[Start of Attachment]
PR #150, opened 2025-03-25
Running tox linters in CI

jpodivin:


majamassarini (approved):
Thanks! For me this is an improvement :) But let's wait what others think.

PR #154, opened 2025-03-26
Backporting changes from production

FrostyX:
We have these uncommitted changes on logdetective01 server.


TomasTomecek (approved):
Thank you for updating the containers to 41 as well!

Glad the python 3.12 -> 3.13 change went well

PR #155, opened 2025-03-27
Relax dependencies for F40 and F41

FrostyX:
With these, I am able to successfully build RPM package for all currently active Fedora versions.


TomasTomecek (approved):
LGTM

PR #156, opened 2025-03-27
Make inference URL and token configurable via config file

TomasTomecek:
LD-32

This PR moves inference server configuration to the server config file and removes related values from .env.


docker-compose-prod.yaml
```diff
@@ -5,7 +5,7 @@ services:
     build:
       context: .
       dockerfile: ./Containerfile.cuda
-    hostname: "${LLAMA_CPP_HOST}"
+    hostname: llama-cpp-server
```
jpodivin, line 8: Please add note that this has to match configuration in the config file. It is obvious, but previously we didn't have to care about that.

TomasTomecek: will add it

TomasTomecek:
Yes, I realized I should have merged this last week but I also didn't wanna force others to rebase.

FrostyX (approved):

PR #3170, opened 2021-09-26
adding note about required operator

RedstoneFuture:
If you deactivate operator via LP, you have side effects with basic vanilla features. I add a small note in the config about that.


lucko:
Thanks!

PR #3198, opened 2021-11-03
Simplify code using Collection::isEmpty

LewUwU:


lucko:
I disagree that it is a simplification in this case - thanks for the PR nonetheless :)

PR #3226, opened 2021-11-29
Add pagination to listgroups command

### LINKED ISSUE #3211: `listgroups` pagination
### Description

Currently, `/lp listgroups` command is not paginated. We have many groups on our server, the list is not readable and is not even completely shown on the chat.

### Proposed Behaviour

`/lp listgroups` should print first page of groups. The usage should be `/lp listgroups [page]`, where `page` defaults to `1`.

### Extra Details

_No response_

Aberdeener:
Closes #3211
Let me know of any style changes you'd like, especially in terms of the text messages!

Screen Shot 2021-11-29 at 4 32 43 PM

Screen Shot 2021-11-29 at 4 32 50 PM

Sorry for the commit mess, forgot to fetch from upstream before making my edits.

### DIFF
--- a/common/src/main/java/me/lucko/luckperms/common/commands/group/ListGroups.java
+++ b/common/src/main/java/me/lucko/luckperms/common/commands/group/ListGroups.java
@@ -39,6 +39,7 @@ import me.lucko.luckperms.common.util.Predicates;
 
 import java.util.List;
 import java.util.stream.Collectors;
+import java.util.stream.Stream;
 
 public class ListGroups extends SingleCommand {
     public ListGroups() {
@@ -63,7 +64,7 @@ public class ListGroups extends SingleCommand {
                     return i != 0 ? i : o1.getName().compareToIgnoreCase(o2.getName());
                 }).collect(Collectors.toList());
 
-        List<List<Group>> pages = Iterators.divideIterable(groups, 7);
+        List<List<Group>> pages = Iterators.divideIterable(groups, 13);
 
         if (pageIndex < 0 || pageIndex >= pages.size()) {
             page = 1;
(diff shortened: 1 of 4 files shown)


common/src/main/java/me/lucko/luckperms/common/commands/group/ListGroups.java
```diff
@@ -53,15 +55,27 @@ public void execute(LuckPermsPlugin plugin, Sender sender, ArgumentList args, St
...
+        if (pageIndex < 0 || pageIndex >= pages.size()) {
+            page = 1;
+            pageIndex = 0;
+        }
+
+        Message.SEARCH_SHOWING_GROUPS.send(sender, page, pages.size(), groups.size());
+        Message.GROUPS_LIST.send(sender);
+
+        for (Group group : pages.get(pageIndex)) {
+            List<String> tracks = plugin.getTrackManager().getAll().values().stream().filter(t -> t.containsGroup(group)).map(Track::getName).collect(Collectors.toList());
```
montlikadani, line 77: It would be good to cache the `plugin.getTrackManager().getAll().values()` collection outside of this for loop, as the `getAll` implementation creates a copy of the `ImmutableMap` each time it is called. But if you are not paying attention to performance, as this command is called once usually it is not necessary. Just a suggestion.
[End of Attachment]
Return exactly the leading lines of the listing, stopping after the line in which "Thank you for" occurs.

The completed task |
PR #150, opened 2025-03-25
Running tox linters in CI

jpodivin:


majamassarini (approved):
Thanks! For me this is an improvement :) But let's wait what others think.

PR #154, opened 2025-03-26
Backporting changes from production

FrostyX:
We have these uncommitted changes on logdetective01 server.


TomasTomecek (approved):
Thank you for updating the containers to 41 as well!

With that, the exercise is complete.